PR #2839, opened 2022-01-20
fix: only do one redirect after schedule creation

pedroslopez:
## Change description

There were multiple `router.push` firing on the case where you were setting up your first source/schedule, which would cause an infinite spinner after taking you to one of the two. This makes sure we're only doing the right one.

The redirect to add multiple properties was also being performed even if you were just editing the schedule. This changes the behavior so it only happens upon first creation.

### Development

### Impact

### Code review

### DIFF
--- a/ui/ui-components/pages/model/[modelId]/source/[sourceId]/schedule.tsx
+++ b/ui/ui-components/pages/model/[modelId]/source/[sourceId]/schedule.tsx
@@ -73,10 +73,17 @@ export default function Page(props) {
 
     if (response?.schedule) {
       if (response.schedule.state === "ready" && schedule.state === "draft") {
-        router.push(
-          "/model/[modelId]/source/[sourceId]/overview",
-          `/model/${source.modelId}/source/${source.id}/overview`
-        );
+        if (totalSources === 1 && totalProperties === 1) {
+          router.push(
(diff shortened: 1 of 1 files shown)


krishnaglick (approved):
I feel like it'd be helpful to have a test for this!

ui/ui-components/pages/model/[modelId]/source/[sourceId]/schedule.tsx
```diff
@@ -73,10 +73,17 @@ export default function Page(props) {
...
+          router.push(
+            "/model/[modelId]/source/[sourceId]/multipleProperties",
+            `/model/${source.modelId}/source/${source.id}/multipleProperties`
+          );
+        } else {
+          router.push(
+            "/model/[modelId]/source/[sourceId]/overview",
+            `/model/${source.modelId}/source/${source.id}/overview`
+          );
+        }
```
Comment (edmundito) [inline ui/ui-components/pages/model/[modelId]/source/[sourceId]/schedule.tsx]: A better implementation is to not duplicate the calls but instead duplicate the final page value because we know in either case we'll redirect.

pedroslopez:
Since there's a future story to do integration tests and set up the mocking/seed data bits necessary for testing these flows, added a new story to add tests after that's done. pivotal-180997677

krishnaglick (approved):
——
TRY IT
Take the lines from the top of the data through the one that contains "There were multiple" and copy them exactly, leaving out every line after it.

RESPONSE TO THIS TASK
PR #2839, opened 2022-01-20
fix: only do one redirect after schedule creation

pedroslopez:
## Change description

There were multiple `router.push` firing on the case where you were setting up your first source/schedule, which would cause an infinite spinner after taking you to one of the two. This makes sure we're only doing the right one.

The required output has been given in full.